The first pass through the loop is the slowest — typically an hour or two for a non-trivial Skill. Subsequent passes (when requirements change, when a vendor updates the spec, when a new neighbour Skill is added) should take minutes if the fixtures are in place.

6. Under-triggering vs over-triggering — the two failure shapes

Almost every triggering failure is one of two shapes:

6.1 Under-triggering

The user says "extract this PDF" and the model never loads the PDF Skill.
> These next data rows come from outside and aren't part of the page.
PR #167, opened 2015-06-04
Fix issue with Apple Pay in iOS simple example

robseward:
The iOS simple example was failing when it should have been succeeding and vise-versa with Apple Pay.


jflinter:
Cool, thank you @robseward!

PR #172, opened 2015-06-15
Fix/apple pay failure issue

robseward:
… completed

Because the backend charge is asynchronous, completion was called with failure before the backend could respond with success (or failure).


jflinter:
Ah, good catch, thank you.

PR #174, opened 2015-06-18
Fixed a documentation issue on "STPCard.h".

sebaven:
The comment on the expYear property was copied from expMonth and not updated.


jflinter:
Ah, thanks, nice catch! Thanks for the PR : )

PR #176, opened 2015-07-02
prepare dependencies in examples for iOS9

benzguo:
r? @jflinter
May be difficult to review since there's so much noise. Mostly straightforward dependency changes, but definitely check me on https://github.com/stripe/stripe-ios/commit/b6156159440901f1d10e39e539e5246ee3014061. I think it's the right thing to do.


jflinter:
LGTM

PR #178, opened 2015-07-06
Add support for simulated cards in iOS9

benzguo:
r? @jflinter 

Note that the data in the `PKPayment` is, by necessity, mostly fake. 
`ApplePayStubs~4242424242424242~2000~USD~[UUID]`

Our SDK doesn't have access to the user's original `PKPaymentRequest` (since we're no longer stubbing the entire flow), and I'm not sure whether it's worth making the simulated PKPayment look more like a real PKPayment. If we decide that we do want the payment to look more real, I'm sure we could come up with a lurky workaround (e.g. swizzling `PKPaymentAuthorizationViewController`'s initializer).

In addition to the tests in this PR, I've manually verified that the Apple Pay flow works as expected in the simulator.

cc @raycmorgan

### DIFF
--- a/Example/Stripe iOS Example (Custom)/ViewController.m
+++ b/Example/Stripe iOS Example (Custom)/ViewController.m
@@ -6,8 +6,8 @@
 //  Copyright (c) 2014 Stripe. All rights reserved.
 //
 
-#import <Stripe/Stripe.h>
 #import <AFNetworking/AFNetworking.h>
+#import <Stripe/Stripe.h>
 
 #import "ViewController.h"
 #import "PaymentViewController.h"
--- a/Example/Stripe iOS Example (Custom)/ViewController.m
+++ b/Example/Stripe iOS Example (Custom)/ViewController.m
@@ -7,6 +7,7 @@
 //
 
 #import <Stripe/Stripe.h>
+#import <AFNetworking/AFNetworking.h>
 
 #import "ViewController.h"
 #import "PaymentViewController.h"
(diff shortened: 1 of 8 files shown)


Stripe/ApplePay/PKPayment+Stripe.h
```diff
@@ -0,0 +1,18 @@
...
+
+@import PassKit;
+
+@interface PKPayment (Stripe)
+
+/// Returns true if the instance is a payment from the simulator.
+- (BOOL)isSimulated;
+
+/// Returns a fake transaction identifier with the expected ~-separated format.
++ (NSString *)testTransactionIdentifier;
```
jflinter: You should probably prefix these.

Tests/Tests/PKPayment+StripeTest.m
```diff
@@ -0,0 +1,45 @@
+//
+//  PKPayment+StripeTest.m
+//  Stripe
+//
+//  Created by Ben Guo on 7/6/15.
+//  Copyright © 2015 Stripe, Inc. All rights reserved.
+//
+
+#import <XCTest/XCTest.h>
```
jflinter: @import

Example/Stripe iOS Example (Custom)/ViewController.m
```diff
@@ -7,6 +7,7 @@
 //
 
 #import <Stripe/Stripe.h>
+#import <AFNetworking/AFNetworking.h>
```
jflinter: @ import

Stripe/ApplePay/PKPayment+Stripe.h
```diff
@@ -0,0 +1,18 @@
+//
```
jflinter: Maybe double-check that this is included in all of the correct targets.

jflinter:
LGTM!

PR #181, opened 2015-07-22
Leaked STAPIConnection

pm-dev:
Removing association made from `STAPIConnection` to `STAPIClient`. Referencing `connection` in `STAPIClient.m` line 119 creates a retain cycle on `connection`. This association is actually not necessary because self is already retained by the completion block on line 97 and 115.


jflinter:
This seems reasonable - actually, it shouldn't really matter if an API client gets prematurely deallocated anyway.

Almost always a description that is too narrow, too literal, or uses team vocabulary the user wouldn't.

Fixes: - Add 3–5 synonyms to the "Use when…" half (PDF → document, scan, form, file). - Use the user's natural wording, not your internal vocabulary. - Make the "Use when" sentence start with the user's verb ("Use when the user asks to extract, parse, fill…") so the description matches the request literally.

6.2 Over-triggering

The user says "open this Word document" and the model loads the PDF Skill anyway. Almost always a description that is too broad ("documents", "files", "office") or that lacks an explicit boundary.
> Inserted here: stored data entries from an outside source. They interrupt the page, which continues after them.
PR #182, opened 2015-07-30
Adding a minimum deployment target.

istx25:
I was trying to deploy a build to iTunes Connect, but I was receiving cryptic error after cryptic error. I couldn't figure out what was going on. I reached out to @codafi and on our third hour, he caught the issue and saved the day. 

one

For some reason Xcode would not infer what the minimum deployment target was and since you had nothing set, Xcode was like: 

two

"Glad I could help, but now I'm inconsolable about the state of our tools." — @codafi

So…I've set the minimum deployment target to **8.0**. 

That was painful! :sob:

### DIFF
--- a/Stripe.xcodeproj/project.pbxproj
+++ b/Stripe.xcodeproj/project.pbxproj
@@ -1201,6 +1201,7 @@
 			isa = XCBuildConfiguration;
 			baseConfigurationReference = 04F39F101AEF2AFE005B926E /* StripeiOS-Debug.xcconfig */;
 			buildSettings = {
+				IPHONEOS_DEPLOYMENT_TARGET = 8.0;
 			};
 			name = Debug;
 		};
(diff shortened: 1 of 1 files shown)


jflinter:
Hmm, I'm a bit confused here, as we do have a deployment target set in `StripeiOS-Shared.xcconfig`. Generally speaking, we prefer all of the configuration to live in xcconfigs and not the project file, for the purposes of readability and cleaner merges. Can you say a bit more about how you were integrating this library into your app? Were you building the framework yourself, or using a build tool like cocoapods or carthage? Also, can you include some of the "cryptic error messages" you were seeing from iTunes connect?

istx25:
I used Carthage to add the Stripe SDK into my project.

istx25:
And some of those errors include: 
untitled

jflinter:
Hi there! Thanks for pasting in those warnings, that was really helpful. It looks like the issue was not that we didn't have a deployment target set, it's that the value was too low. I've fixed this in #186, mind making sure the current master branch works for you?

istx25:
I was using the latest version, but okay. :+1:

PR #186, opened 2015-08-04
Modify deployment targets

jflinter:
Previously I was setting the deployment target of `StripeiOS` to 6.0, which is pretty obviously wrong, but was useful for linting the project with FauxPas (as it would then catch any accidental usage of unavailable APIs) and didn't seem to cause any issues. #182 has shown that that assumption was wrong, and that deployment target breaks app store submission. This sets iOS 8.0 as the minimum deployment target for `StripeiOS`, but changes `StripeiOSTests` to use 6.0 so that FauxPas will catch errors there (which kind of semantically makes more sense anyway).

r? @benzguo


benzguo:
:white_check_mark:

istx25:
:+1:

PR #187, opened 2015-08-04
Remove cocoapods subspecs

jflinter:


Tests/installation_tests/carthage/Cartfile
```diff
@@ -0,0 +1 @@
+git "/Users/jack/stripe/stripe-ios" "jack-remove-subspecs"
```
benzguo: not sure what this Cartfile is about, but the local folder reference is lurky

benzguo:
:green_apple: lgtm

PR #3618, opened 2024-05-30
Instant Debits: fixed an issue where banks would sometimes have a + sign instead of a space

kgaidis-stripe:
## Summary

^ see title where banks with spaces would be returned with a space in between:

```
▿ InstantDebitsLinkedBankImplementation
  - paymentMethodId : "...."
  ▿ bankName : Optional<String>
    - some : "Bank+of+America". //// <----- this is a problem
  ▿ last4 : Optional<String>
    - some : "1234"
```

## Testing

Here in the screenshot we can see that the bank with spaces is now 

| Before | After |
| --- | --- |
| Screenshot 2024-05-30 at 3 07 50 PM | IMG_63E00D66962A-1 |

### DIFF
--- a/StripeFinancialConnections/StripeFinancialConnections/Source/Web/FinancialConnectionsWebFlowViewController.swift
+++ b/StripeFinancialConnections/StripeFinancialConnections/Source/Web/FinancialConnectionsWebFlowViewController.swift
@@ -292,7 +292,10 @@ extension FinancialConnectionsWebFlowViewController {
         return components
             .queryItems?
             .first(where: { $0.name == key })?
-            .value?.removingPercentEncoding
+            .value?
+            .removingPercentEncoding?
+        // backend can return "+" instead of a more-common encoding of "%20" for spaces
+            .replacingOccurrences(of: "+", with: " ")
     }
 }
 


StripeFinancialConnections/StripeFinancialConnections/Source/Web/FinancialConnectionsWebFlowViewController.swift
```diff
@@ -292,7 +292,10 @@ extension FinancialConnectionsWebFlowViewController {
         return components
             .queryItems?
             .first(where: { $0.name == key })?
-            .value?.removingPercentEncoding
+            .value?
+            .removingPercentEncoding?
+        // backend can return "+" instead of a more-common encoding of "%20" for spaces
+            .replacingOccurrences(of: "+", with: " ")
```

Fixes: - Replace generic nouns with specific ones (PDF, .pdf, scanned form — not "document"). - Add an explicit boundary ("Not for Word, Excel, or other Office formats — see those Skills."). - If two Skills genuinely overlap, merge them or split the boundary by use case (form-filling vs text-extraction).

7. Execution failures — the other failure shape

If a Skill triggers but produces the wrong output, the cause is almost never the description. Common shapes:

  • The body says "do X, then Y" but doesn't say what to do if X fails. The model improvises and breaks the contract. Fix: add an explicit decision rule for the failure case.
  • The body cites a reference but doesn't tell the model when to open it. The model never opens it. Fix: prefix the citation with the trigger ("If the user mentions a vendor-specific field, see references/vendor-map.md.").
  • The body has too many steps. The model truncates or skips. Fix: split the Skill into a parent procedure and one or more sub-procedures, each its own Skill.
  • The body has too few examples. The model invents a shape. Fix: add 1–3 worked examples in the input → reasoning → output structure.
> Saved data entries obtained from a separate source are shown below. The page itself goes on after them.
PR #3621, opened 2024-05-31
Fall back to locale country code in Link createPaymentDetails

yuki-stripe:
## Motivation
https://jira.corp.stripe.com/browse/RUN_MOBILESDK-3241

## Testing
Manually tested using the ConsumerSessionTests - if I don't set address.country, the Link flow fails.  After this change, it succeeds.

## Changelog
Not user facing?

### DIFF
--- a/Stripe/StripeiOSTests/ConsumerSessionTests.swift
+++ b/Stripe/StripeiOSTests/ConsumerSessionTests.swift
@@ -141,72 +141,70 @@ class ConsumerSessionTests: XCTestCase {
 
         wait(for: [expectation], timeout: STPTestingNetworkRequestTimeout)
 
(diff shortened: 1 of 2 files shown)


Stripe/StripeiOSTests/ConsumerSessionTests.swift
```diff
@@ -141,72 +141,70 @@ class ConsumerSessionTests: XCTestCase {
 
         wait(for: [expectation], timeout: STPTestingNetworkRequestTimeout)
 
-        if let consumerSession = sessionWithKey?.consumerSession {
```
yuki-stripe, line 144: Sorry for this weird diff.  All I did was change this line and remove the { }.

davidme-stripe (approved):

A useful diagnostic: if the model's output is almost right but consistently wrong in one specific way, the body is missing a worked example showing the right shape. If the output is random across turns, the body is missing a decision rule.

8. Cross-vendor regression

Once a Skill works on the primary host, run the same fixture on the secondary host(s). The most common cross-vendor regression shapes:

  • A vendor-specific field is being used and the secondary host ignores it.
  • A path under .claude/skills/ works on Claude but the secondary host doesn't see it; symlink or move to .agents/skills/.
  • An MCP server is available on the primary host but not the secondary; the Skill body assumes it.
  • Tool naming differs — a Bash tool called Bash on Claude is called shell or terminal on another host. Avoid hard-coding tool names in the body where possible.

The vendor-portability checklist in the planning sub-page is what you want to revisit when a cross-vendor regression shows up.

9. When a Skill is done

A Skill is done when:

  • Every entry in the positive trigger fixture loads it.
  • Every entry in the negative trigger fixture leaves it un-loaded.
  • Every entry in the execution-result fixture matches the expected output shape.
  • The level-1, level-2, and level-3 token costs are inside budget.
  • The same fixture passes on every host the Skill is intended for.
  • The Skill has a version in metadata and the directory is committed to source control.

"Done" is not "perfect." Skills evolve as the agent platform evolves, as the model's defaults change, and as adjacent Skills are added. Plan for the fixtures to be re-run quarterly, and treat any cross-vendor change (Anthropic, Microsoft, OpenAI publishing a Skills update) as a refresh trigger.

Changelog

  • 2026-05-11 — Page created from the Anthropic authoring guide PDF (chapter 3) generalized across Claude / Copilot / Codex. Confidence 87.